Clinical Benefit of Frozen Section of Proximal Bile Duct Margin in Perihilar Cholangiocarcinoma
Document Type
Article
Source
춘·추계 학술대회(The Liver Week). Aug 13, 2020 2020(1):305
Subject
Language
Korean
Abstract
Aims: R0 resection is the best chance of prolonging the survival of cholangiocarcinoma patients. Frozen section analysis of duct margin often be used to determine bile duct in an attempt to achieve R0 resection, but the clinical benefit remains controversial. Methods: All 132 patients underwent hepatectomy for perihilar cholangiocarcinoma between January 2006, and December 2019 were analyzed into prospective and retrospective group. Resection status, the accuracy of the frozen section, surgical variables, prognostic factors, survival, and recurrence were evaluated. Results: R0 status in frozen section group was higher than non-frozen section group but not significant (48.72 vs 35.48 percent) (P=0.175). Median survival in both groups were 24 and 17 months that tend to be better in frozen section group although there were no statistically significant difference (P=0.25).

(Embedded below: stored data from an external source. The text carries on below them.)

PR #591, opened 2020-03-11
Upgrade helm charts for new API versions

kti-nicole:
Use new updated mariadb and openldap charts for local testing (when support_infrastructure: true) and update app deployments to new api version.

### DIFF
--- a/k8s/helm/yona/values.yaml
+++ b/k8s/helm/yona/values.yaml
@@ -184,15 +184,21 @@ apple:
   ca_certificate_file: apple/AppleWWDRCA.cer
 
 mariadb:
-  mariadbRootPassword: develop
-  mariadbUser: develop
-  mariadbPassword: develop
-  mariadbDatabase: yona
+  db:
+    user: develop
+    password: develop
+    name: yona
+  rootUser:
+    password: develop
   persistence:
-    storageClass: standard
-    size: 2Gi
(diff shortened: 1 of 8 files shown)


k8s/helm/yona/values.yaml
```diff
@@ -184,15 +184,21 @@ apple:
...
-    storageClass: standard
-    size: 2Gi
+    enabled: false
+  replication:
+    enabled: false
+  volumePermissions:
+    enabled: true
   user: develop
   password: develop
+  mariadbDatabase: yona
```
Bert-R: This one is now obsolete, right?

kti-nicole: Technically no, since this one is used for the deployments and the other tells the mariadb chart what database to create (unused in environments with already existing mysql servers), but I don't see why we can't unify them to be the same thing like it was before (the newer mysql chart changed). I'll update and push.

Bert-R: I see. I misinterpreted what caused the change. It's indeed good to unify it again.

kti-nicole:
> Looks good. Do we need to update the values files of the different environments before we can push this to production?

Yep, that should already be taken care of. Right now we have both versions set for all environments so hopefully it should just work, and we can remove the old ones once this goes out.

PR #596, opened 2020-03-20
YD-632 Implement check on supported country codes

Bert-R:


aristotelos (approved):
Looks great. I'm impressed by the list of country codes we actually support by default, is that intentional?

Bert-R:
Yona has been used in these countries and these numbers are today on our list of supported countries in Plivio, so I mirrored that.

Bert-R:
As the PR is approved, I'm going to merge it.

PR #597, opened 2020-03-24
YD-636 Temporary fix for flipping tests

Bert-R:
See the analysis on the ticket. The cause of the issue seems to be that updates to goals do not immediately reach the analysis engine service. Due to that, the next request might reach the analysis engine service before the cache update reaches it, causing the test to fail

Added a 0.5 second sleep after the goal creation, marked with a // TODO. If this indeed resolves it, we need to make up our mind on a definitive fix.


yonabuild:
Testing whether the GitHub pull request builder is configured properly

PR #599, opened 2020-03-26
YD-685 Gracefully handle activity on orphaned user anonymized

Bert-R:
A device might continue to use its VPN after the user overwrote their account. In that case, new goal conflict messages might be created for a user user anonymized that is orphaned and where the buddies already wiped the related messages and buddy entity. Such a new goal conflict message would lead to an inconsistency where the belonging buddy entity cannot be found.

To fix this, BuddyService.getBuddyUsersAnonymized now does not return buddy entities for which the corresponding buddy entity at the other side does not exist.

This has a minor side effect: earlier, if two users became buddies, the goal conflicts of the accepting user would be reported to the requesting user immediately after the accepting user accepted the request. Now this is delayed a little: goal conflicts of the accepting user are now reported to the requesting user after the requesting user processed the buddy connect response message of the accepting user.


aristotelos (approved):
Looks great, will merge.

PR #601, opened 2020-05-20
YD-690 Added SMTP connection timeouts

Bert-R:
For both SMTP and SMTPS, all set to three minutes. From infinite to 3 minutes is a significant change. If need be, we reduce the values in a next round.


Bert-R:
Going to merge this. After the timeout has proven to work, the extra logging will be removed.

PR #610, opened 2021-01-12
YD-699 Correct ISO week number calculation

Bert-R:
The week number was wrongly calculated for the week of 30-Dec-2020 (2021-W01 instead of 2020-W53).

Along with this: added a delete for Bea that was forgotten earlier.


Bert-R (commented):
Going to merge this now, so the build can pass again.

PR #612, opened 2021-02-13
YD-695 Switch to Read Committed

Bert-R:
Now use Read Committed as transaction isolation level.

Introduced ``OverwriteUserTest.'Concurrent requests cause no errors'``. This consistently failed before switching the isolation level and now consistently passes. Generalized the method ``postNTimes`` of ``PinResetRequestTest``.

Logged YD-702 to remove the extra debug logging after the fix has proven itself for a couple of months.


aristotelos (approved):
Looks great!

PR #691, opened 2021-06-05
YD-708 Address Java compiler warnings

Bert-R:


aristotelos (approved):
Looks good, will merge. To me it is a shock that Java does not have true generic class literals :wink:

And one-year survival rates were 65.38 and 67.57 percent. In all populations, the median survival of R0 resection patients was better than R1 resection patients (32 vs 13 months) (P=0.001). However, median survival of secondary R0 and R1 resection was not different (P=0.43). The median follow up time in frozen section and non frozen section group were 19.12 and 77.67 months. Conclusions: The clinical benefit of the frozen section of the proximal bile duct margin is still inconclusive. Intraoperative frozen section analysis tends to increase the number of R0 resection and prolong survival, although they were not significant. The frozen section should be done if possible for increasing R0 resection rate that has better survival.